● **WHAT IS REQUIRED**
Copy the records. Keep every line exactly as it is.

Stored data entries
PR #1317, opened 2023-07-14
Add timm dependency

### LINKED ISSUE #1301: Add timm dependency?
Lightly currently only relies on torch, torchvision, and pytorch lightning for the model implementations. This has worked really well for all convnet/resnet based SSL methods but is much harder for the newer, vision transformer based methods. For example, we built MAE on top of the torchvision vision transformer which is lacking some key features (such as stochastic depth dropout) from the [original implementation](https://github.com/facebookresearch/mae) based on [timm](https://github.com/huggingface/pytorch-image-models).

Although our implementation works reasonably well, it doesn't (yet) match the original paper's implementation (see #1263). To make things worse, other popular transformer based SSL methods do not rely on torchvision either. This is understandable as torchvision currently only provides vanilla [vit](https://pytorch.org/vision/main/models/vision_transformer.html) and [swin](https://pytorch.org/vision/main/models/swin_transformer.html). Most newer method either implement their own vision transformer, build on top of timm, or mix the two, see:
* [dinov2](https://github.com/facebookresearch/dinov2/blob/main/dinov2/layers/attention.py)
* [i-jepa](https://github.com/facebookresearch/ijepa/blob/main/src/models/vision_transformer.py)
* [mae](https://github.com/facebookresearch/mae/blob/main/models_mae.py)

I want to avoid having to implement all these vision transformers in lightly and would prefer to use another framework for the backbones. I think timm is the best option we have there. But even with timm we might not exactly match the original implementations… Trying to find differences between two vision transformer implementations is not straight forward.

guarin:
Closes #1301 

## Changes
* Add timm dependency to `torch.txt`

Added it to `torch.txt` to avoid installing `timm` if only the api part of the package is used.

### DIFF
--- a/requirements/torch.txt
+++ b/requirements/torch.txt
@@ -3,3 +3,4 @@ torchvision
 # Note: pytorch_lightning>=1.5 is required for CLI
 # https://github.com/lightly-ai/lightly/issues/912
 pytorch_lightning>=1.0.4
+timm


requirements/torch.txt
```diff
@@ -3,3 +3,4 @@ torchvision
 # Note: pytorch_lightning>=1.5 is required for CLI
 # https://github.com/lightly-ai/lightly/issues/912
 pytorch_lightning>=1.0.4
+timm
```
IgorSusmelj, line 6: Why can't we make it an optional dependency? Timm now installs huggingface hub and has restrictions with older PyTorch versions. See: https://github.com/huggingface/pytorch-image-models/blob/main/requirements.txt

IgorSusmelj (changes requested):
I'd make it optional and write in the code where users would need to install it.

guarin:
Will keep it optional for now :)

● **ANSWER**
PR #1317, opened 2023-07-14
Add timm dependency

### LINKED ISSUE #1301: Add timm dependency?
Lightly currently only relies on torch, torchvision, and pytorch lightning for the model implementations. This has worked really well for all convnet/resnet based SSL methods but is much harder for the newer, vision transformer based methods. For example, we built MAE on top of the torchvision vision transformer which is lacking some key features (such as stochastic depth dropout) from the [original implementation](https://github.com/facebookresearch/mae) based on [timm](https://github.com/huggingface/pytorch-image-models).

Although our implementation works reasonably well, it doesn't (yet) match the original paper's implementation (see #1263). To make things worse, other popular transformer based SSL methods do not rely on torchvision either. This is understandable as torchvision currently only provides vanilla [vit](https://pytorch.org/vision/main/models/vision_transformer.html) and [swin](https://pytorch.org/vision/main/models/swin_transformer.html). Most newer method either implement their own vision transformer, build on top of timm, or mix the two, see:
* [dinov2](https://github.com/facebookresearch/dinov2/blob/main/dinov2/layers/attention.py)
* [i-jepa](https://github.com/facebookresearch/ijepa/blob/main/src/models/vision_transformer.py)
* [mae](https://github.com/facebookresearch/mae/blob/main/models_mae.py)

I want to avoid having to implement all these vision transformers in lightly and would prefer to use another framework for the backbones. I think timm is the best option we have there. But even with timm we might not exactly match the original implementations… Trying to find differences between two vision transformer implementations is not straight forward.

guarin:
Closes #1301 

## Changes
* Add timm dependency to `torch.txt`

Added it to `torch.txt` to avoid installing `timm` if only the api part of the package is used.

### DIFF
--- a/requirements/torch.txt
+++ b/requirements/torch.txt
@@ -3,3 +3,4 @@ torchvision
 # Note: pytorch_lightning>=1.5 is required for CLI
 # https://github.com/lightly-ai/lightly/issues/912
 pytorch_lightning>=1.0.4
+timm


requirements/torch.txt
```diff
@@ -3,3 +3,4 @@ torchvision
 # Note: pytorch_lightning>=1.5 is required for CLI
 # https://github.com/lightly-ai/lightly/issues/912
 pytorch_lightning>=1.0.4
+timm
```
IgorSusmelj, line 6: Why can't we make it an optional dependency? Timm now installs huggingface hub and has restrictions with older PyTorch versions. See: https://github.com/huggingface/pytorch-image-models/blob/main/requirements.txt

IgorSusmelj (changes requested):
I'd make it optional and write in the code where users would need to install it.

guarin:
Will keep it optional for now :)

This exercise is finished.